Nothing new. Nothing she hadn’t known before. And yet a renewed sense of God’s presence, of His affirmation: she truly could not go through those hours—not alone—without His strength.
Overwhelmed with the sense of His nearness, she knew that even though everything was under His control, He shared her sorrow.
Bear with the failings of the weak.
The words popped into her mind; she didn’t know chapter and verse, but she knew they were from the Bible. She knew what she had to do.
After a few minutes, she sat down again and turned back to Will, drew a deep breath and smiled.
“It’s all real, my dearest friend. The good and the bad, the bitter and the sweet, it’s all real. And because God is real, Laura will know that in a deeper way, too, someday. Someday we’ll know, at least I think we will, the purpose for all this suffering, but for right now, we know Whose we are, and whatever knothole we’re being pulled through, He’s with us. He has been with us in the past, and He is now, and that is enough.”
She looked at her husband; his beloved, tired face turned to her, love emanating from every crease, and thanked God for this moment.
“And if Laura comes downstairs determined to search for Austin?” he asked.
“I’d like to go with her. Oh, I know it’s an insane idea. Undignified.”
She laughed at Will’s puzzled look. “Dignified! Can you imagine? At a time like this, Suellen said we were both too dignified. Well, I’m determined to go on this crazy trip with Laura, and show her how undignified I can be.”
He stood then, next to her chair, and pressed her head against his side. “What a wife He gave me! I think I knew that’s what you were going to say. David and I will stay here at “central command” and keep trying everything we know how to do. We’ll take good care of the little girls.

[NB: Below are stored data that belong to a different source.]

PR #541, opened 2026-02-19
RFD: Add flag config option type for boolean toggles

fscarponi:
This RFD proposes adding a new `flag` type to session configuration options, enabling agents to expose simple boolean ON/OFF toggles as first-class config options alongside the existing `select` type.

#### Motivation

Currently, the only way to expose a boolean toggle (e.g., "Brave Mode", "Read Only", "Produce Report") is to use a `select` with two artificial options like "on"/"off". This forces clients to implement custom, non-agnostic logic to detect which selects are actually boolean flags — defeating the purpose of a standardized protocol.

A dedicated `flag` type allows clients to natively render toggle switches or checkboxes without guessing.

#### Proposed changes

- `SessionConfigFlag` struct with `current_value: bool`
- `Flag` variant in `SessionConfigKind` (discriminated by `"type": "flag"`)
- `SessionConfigOptionValue` untagged enum (`String` | `Bool`) for `SetSessionConfigOptionRequest.value`
- Wire-level backward compatible: existing JSON payloads with string values remain valid

#### Working implementation

A reference implementation is available on the branch [`fabrizio.scarponi/flag-config-option`](https://github.com/fscarponi/agent-client-protocol/tree/fabrizio.scarponi/flag-config-option), including updated docs, schema regeneration, and passing tests/clippy.

Happy to open a follow-up implementation PR once this RFD is reviewed and championed


anna239:
@benbrandt what do you think? I believe this is a useful thing to have, but I don't have any opinion on naming here — whether it should be called `flag` or `boolean` or something else

docs/rfds/flag-config-option.mdx
```diff
@@ -0,0 +1,53 @@
...
+
+## Implementation details and plan
+
+A working implementation is available at: https://github.com/fscarponi/agent-client-protocol/tree/fabrizio.scarponi/flag-config-option
+
+Key changes:
+
+1. `SessionConfigFlag` struct with `current_value: bool`
+2. `Flag` variant in `SessionConfigKind` (tagged via `"type": "flag"`)
+3. `SessionConfigOptionValue` untagged enum (`String` | `Bool`) replacing `SessionConfigValueId` in `SetSessionConfigOptionRequest.value`
```
benbrandt: I'll want to look at this one closely at implementation time to make sure but I think there is an ok way to do this, especially because this is agent driven. 
An agent will only provide these types of values if they support them

docs/rfds/flag-config-option.mdx
```diff
@@ -0,0 +1,53 @@
+---
+title: "Flag Config Option Type"
+---
+
+Author(s): [fscarponi](https://github.com/fscarponi)
+
+## Elevator pitch
+
+Add a new `flag` type to session configuration options, enabling agents to expose simple boolean ON/OFF toggles (e.g., "Brave Mode", "Read Only", "Produce Report") as first-class config options alongside the existing `select` type.
```
benbrandt: Naming nitpick: I wonder if it would be better to go with checkbox since we went with select and some other html form api conventions... but checkboxes in html forms are a little weird in terms of their checked + value behavior.

Another reason to treat this is a flag instead is that html checkboxes allow for grouped values (multiple checkboxes for the same field name, basically a multi-select)

@anna239 not sure how you feel about this one. Not a strong opinion here, just asking

benbrandt: Ah sorry missed your comment :D let me do some research real quick

benbrandt: Ok looking around, I think something like `boolean`, `toggle` or `switch` or more common

Maybe we just go with boolean? thoughts?

anna239: sure, let's go with boolean, I'll update the text

PR #700, opened 2026-06-08
feat(plan-152 WS-B): Rust-native vz supervisor — boot + vsock proxy + gvproxy network (slices 1-3)

auser:
Plan 152 WS-B (Stage 3) — the Swift→Rust port of the per-VM Vz supervisor, as an
additive, behind-the-parity-gate slice series. **Production stays on the Swift
`crates/mvm-vz-supervisor` until the parity matrix is green and the bin is
codesigned.** The new `mvm-vz-supervisor` `[[bin]]` is reachable for testing via
`MVM_VZ_SUPERVISOR_PATH` (resolver priority 1) — no `vz.rs` resolver change.

Threading per the recorded WS-B decision (#697 / ADR-056 addendum): a private
serial dispatch queue + `VZVirtualMachineDelegate` (objc2 `define_class!`),
bridged to a tokio current-thread runtime via a oneshot-per-hop
`SerialQueue::dispatch` — not a main-thread `CFRunLoop`. All `unsafe` lives in
`mvm-vm-host/src/vz_objc.rs`. The objc2 stack (objc2 / objc2-virtualization /
block2 / dispatch2) is already in the workspace lock via mvm-backend's
`apple_container` path — no new dependency.

### Slices in this PR
- **1 — boot + lifecycle** (`81a0e015`): config translation (cpu/mem/kernel/
  disks/virtio-fs/vsock-device/console/entropy/balloon/platform), cold boot,
  SIGTERM/SIGINT → graceful `requestStop`, guest exit-code propagation (0 clean
  / 1 error) via a terminal-state watch.
- **2 — vsock host proxy** (`e833a25b`): per-port `<socket_dir>/vsock-<port>.sock`
  (0700) UNIX listeners → `connectToPort` on the VM queue → `copy_bidirectional`
  splice (`VsockStream` = dup'd guest fd in `AsyncFd`). Makes the guest agent
  reachable for mvmctl/mvmd agent RPC.
- **3 — direct gvproxy network** (`c15a94ec`): SOCK_DGRAM vfkit socket →
  `VZFileHandleNetworkDeviceAttachment` with pinned MAC. Unblocks a real
  networked guest boot.

### Fail-closed (still on Swift behind the gate)
- `Restore` startup mode.
- **Flow-audited** networking (`events_ingest` set) — refused, not direct-attached,
  so the claim-10 egress audit is never silently bypassed. Porting it as an
  in-process `payload_tap` (absorbing Plan 141's Vz arm) is the next slice.

[...]

PR #730, opened 2026-06-08
test(plan-152): gate — control-verb + save/restore as absolute Rust-correctness

auser:
Follow-up to #703 (the merge stranded this last commit). #703 landed the gate
with the harness fixes (writable rootfs copy + STATUS-based boot detection) that
make it runnable live — but its control-verb and save/restore checks still assert
`== Swift`, which is the wrong bar.

## Why `== Swift` is wrong for these
Running the gate live against the real Swift + Rust (slice-6) supervisors on
macOS 26 showed the **Swift** supervisor *deadlocks* on PAUSE/RESUME/SAVE — its
`synchronousVZCall` blocks the VM's dispatch queue waiting for a completion that
fires on that same queue, wedging the control socket. Swift is the broken,
soon-to-be-deleted baseline, and the Rust port *fixes* the deadlock (the Stage-2
async-dispatch decision). So "matches Swift" can never go green there.

## This change
- **`control_verbs_rust_correct`** — asserts the Rust control socket answers
  STATUS/PAUSE/RESUME correctly (absolute, no Swift). **Passes live.**
- **`save_restore_rust_correct`** — asserts Rust SAVE returns OK + writes the
  snapshot blob and `.machine-id` sidecar, then restores to running. **Expected
  red at slice 6**: the SAVE handler calls `saveMachineStateToURL` while the VM
  is *running*, but VZ requires it paused first (`VZErrorDomain:3`). The fix is
  the `pause → save` order from the ADR-056 addendum / WS-B plan; this test is
  the live "save/restore not safe yet → don't delete Swift" signal and greens
  when that lands.

Boot (P1) and vsock (P2) stay parity-vs-Swift — Swift works there. No conflict
with the Swift→Rust rewrite: this is a test file in `mvm-build`, separate from
the `mvm-vm-host` supervisor; it verifies the replacement.

Verified live on macOS 26: P3 ok, P4 red with the VZErrorDomain:3 message.
Offline: `cargo test -p mvm-build --test vz_supervisor_parity` 9 pass (live
skips), nightly fmt, clippy clean.

### DIFF
--- a/crates/mvm-build/tests/vz_supervisor_parity.rs
+++ b/crates/mvm-build/tests/vz_supervisor_parity.rs
@@ -32,14 +32,20 @@
 //! Both supervisor binaries share the name `mvm-vz-supervisor`, so they are
 //! addressed by explicit path, never by name resolution.
 //!
-//! Slices: P1 boot + graceful-stop + exit-code parity; P2 vsock proxy round-trip
-//! parity (identical request bytes → identical reply bytes through each
-//! supervisor's per-port proxy); P3 control-verb parity (STATUS/PAUSE/RESUME
-//! replies match step-for-step); P4 save/restore parity (`SAVE` a snapshot, then
-//! restore it in a fresh supervisor). P3/P4 are staged ahead of the Rust control
-//! socket + snapshot slices, so they report the gap until those land. Plus the
-//! pure config/contract/round-trip/codec helpers. (BALLOON joins P3 once the
-//! boot config carries a balloon device.)
+//! Two kinds of live check, because the Swift baseline is uneven on macOS 26:
+//!
+//! - **Parity** (P1 boot, P2 vsock round-trip) — compares Rust against Swift on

It will probably do them good, too, to be away from all the ‘feelings’.” He winked at her when he said ‘feelings’ and then stepped back, leaned over, and taking her face in both of his hands, kissed her on her forehead.
“Will, how have you put up with this pretentious old broad all these years?”
He just smiled. “I suppose it’s crazy to let you go. We men ought to do this. But somehow I feel you and your daughter’s hearts will lead you. And whatever you find, or don’t find, stay in touch, and after a couple of days, we’ll drive there to meet you.”
He shook his head, not believing what he had just said. “Mother and daughter detective team, right, Glory-girl? And I’ll be your loyal house-husband, making sure you have enough money for gas and food along the way.”
“And bribes, don’t forget!”
He stifled a laugh. David and Laura had come back downstairs and from the atmosphere they brought with them, they probably wouldn’t have appreciated the humor.
Laura, obviously dressed for traveling, set her overnight bag at the bottom of the stairs.
“I’m going. David finally agreed to it, and he says he’ll take care of the girls. I didn’t want the two of you to have the work and responsibility of caring for them.” The angle of her chin served as a warning against any opposing comments.
“Your mother is going with you, honey, and I think you should take my Mountaineer. Its four-wheel drive might come in handy up in those hills.”
“Are you making fun of me?” Laura narrowed her eyes at her father.
“No, Laura. I really do want to go with you, if I may,” Gloria said. “Your dad agrees, and he’ll help David with the babies. I have just one request.”
Laura and David rolled their eyes, but Gloria continued calmly. “Let’s not go until tomorrow morning. Please come with me to the prayer meeting at the Kelly’s house this evening. We’ll pray for Austin, and for Will and David here with the girls, for our trip, and that God will show us where to go.”
She took a deep breath. “We could also pray for this Jake who might be the man Austin is with.”
Gloria started out bravely enough, but this last she mumbled through quickly, with her back to the rest of them.
Laura must have heard it, though. “Okay, fine. We’ll all sleep tonight, I hope, and then we’ll leave first thing tomorrow morning. And I’ll pray for the trucker all right. He’d better be ready to meet God if I get my hands on him!”